August Lienart no respondió. Tan sólo se limitó a servirse un poco de carne y ensalada en su plato, en el que podía verse grabada la insignia del partido.

—Vayamos al porche. Estaremos más frescos a esta hora —invitó Bormann.

—¿Pudo usted hablar con el Führer sobre lo que ocurrió en Alemania? —pregunto el padre Lienart con interés.

—A un dictador no se le deben recordar nunca sus errores. Es una necesidad psicológica. De otro modo, perdería la confianza en sí mismo —precisó el antiguo secretario de Hitler—. Déjeme decirle que cuanto más absurdas eran la ideas del Führer, más entusiasmo mostrábamos hacia ellas los que le rodeábamos. Todo lo que había que hacer era presentar unos preparativos espectaculares y seguir teniendo la seguridad de que sus planes se desarrollaban con total rapidez. Luego, gradualmente, poco a poco, se sembraban rumores que indicaban que ese plan tendría que postergarse por problemas externos hasta llegar a desplazar la gloriosa idea del Führer. Hablar de aplazamientos inducía al autor del proyecto a indagar sobre sus primeros entusiasmos. Poco a poco, se va arrinconando la idea hasta casi olvidarla por completo, y eso sucedía con el Führer.

—¿Cree usted realmente que podría existir un Hitler II? ¿Un heredero? ¿Un reflejo del Führer que sea capaz de traer al mundo un Cuarto Reich? —preguntó Lienart.

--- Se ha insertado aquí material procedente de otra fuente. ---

PR #504, opened 2018-03-21
[IMPAC-811] Add trend in cash projection widget

manu-d:


src/components/common/trends-add/trends-add.component.coffee
```diff
@@ -0,0 +1,51 @@
...
+    ctrl.isValid = ->
+      !_.isEmpty(ctrl.trend.name) &&
+      ctrl.trend.rate > 0 &&
+      ctrl.trend.untilDate? || ctrl.trend.period == "Once"
+
+    ctrl.createTrend = ->
+      ctrl.onHide()
+      ctrl.onCreateTrend({ trend: ctrl.trend })
+
+    $scope.$watch '$ctrl.datePicker.opened', (newVal, oldVal) ->
```
xaun: Generally speaking, there shouldn't be too many cases where you actually need to use a `$watch`. 

Correct me if Im wrong, but couldn't your `datePicker.toggle` method just apply the logic that this $watch callback is? As that seems to be what is setting `datePicker.opened` anyway.

src/components/common/trends-add/trends-add.tmpl.html
```diff
@@ -0,0 +1,34 @@
...
+      <select ng-model="$ctrl.trend.period">
+        <option>Once</option>
+        <option>Daily</option>
+        <option>Weekly</option>
+        <option>Monthly</option>
+        <option>Annually</option>
+      </select>
+
+      <fieldset class="btn-group" ng-disbaled="$ctrl.isPeriodDisabled()">
+        <input type="radio" ng-model="$ctrl.trend.untilDate" name="until" checked="true" ng-value=-1> Forever<br>
```
xaun: The `ng-value` is missing quotations around the value on this input and the input below this line. Are you sure its working / needed?

PR #505, opened 2018-03-26
[IMPAC-815] - Forecast Payroll

agranado2k:
Enable or disable Forecast Payroll projection


src/components/widgets-settings/forecast-payroll/forecast-payroll.tmpl.html
```diff
@@ -0,0 +1,10 @@
+<div class="settings forecast-payroll">
+  <h5 translate>impac.widget.settings.forecast_payroll.title</h5>
+
+  <div class="widget-lines-container">
+    <div class="widget-line">
+      Aggregate
```
cesar-tonnoir: Should be in a locale.
Can you use something like: "Include payroll costs into cash projection"?

agranado2k: done

PR #510, opened 2018-04-05
[IMPAC-792] Generic template for table + highstocks layouts

xaun:
@cesar-tonnoir take a look at how I am using the `HighchartsFactory`, and the small changes I made to it to not have to pass all the options/arguments it requires to build a factory object.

—Déjeme decirle algo, amigo Lienart, y créalo de la misma forma en que usted y yo estamos aquí ahora mismo. Debo señalarle que un Hitler II se parecería tan poco a nuestro Führer como Napoleón III a Napoleón Bonaparte —respondió Bormann mientras daba un largo sorbo a su cerveza—. Un hombre fuerte y que pudiera ser un digno sucesor del Führer no tendría intención de hacerse cargo de un papel ya hecho, y en eso tenemos experiencia.

—¿Quiere decir que sería imposible un nuevo Hitler sin haberse criado junto al Führer original? —preguntó el religioso.

Bormann se quitó el sombrero panamá de la cabeza y, con un pañuelo que sobresalía del bolsillo trasero de su pantalón de lino, se secó el sudor de la calva.

—Evidentemente, amigo Lienart, ese nuevo Hitler debería haber sido miembro del partido, pero sin haber desempeñado una parte activa en la persecución de los judíos. Debería haber estado lo suficientemente cerca de Hitler como para beneficiarse con el sello de su legitimidad, pero, al mismo tiempo, haberse hallado lo suficientemente lejos como para no haber sido contaminado por el olor nauseabundo de los hornos crematorios.

—Eso va a ser difícil para los hombres de su generación. De una u otra forma, participamos en mayor o menor medida. Desde los que lanzaban el Ziklon B en los conductos de las cámaras de gas hasta los que ayudamos a huir a muchos de ustedes a cambio de oro y riquezas —precisó Lienart.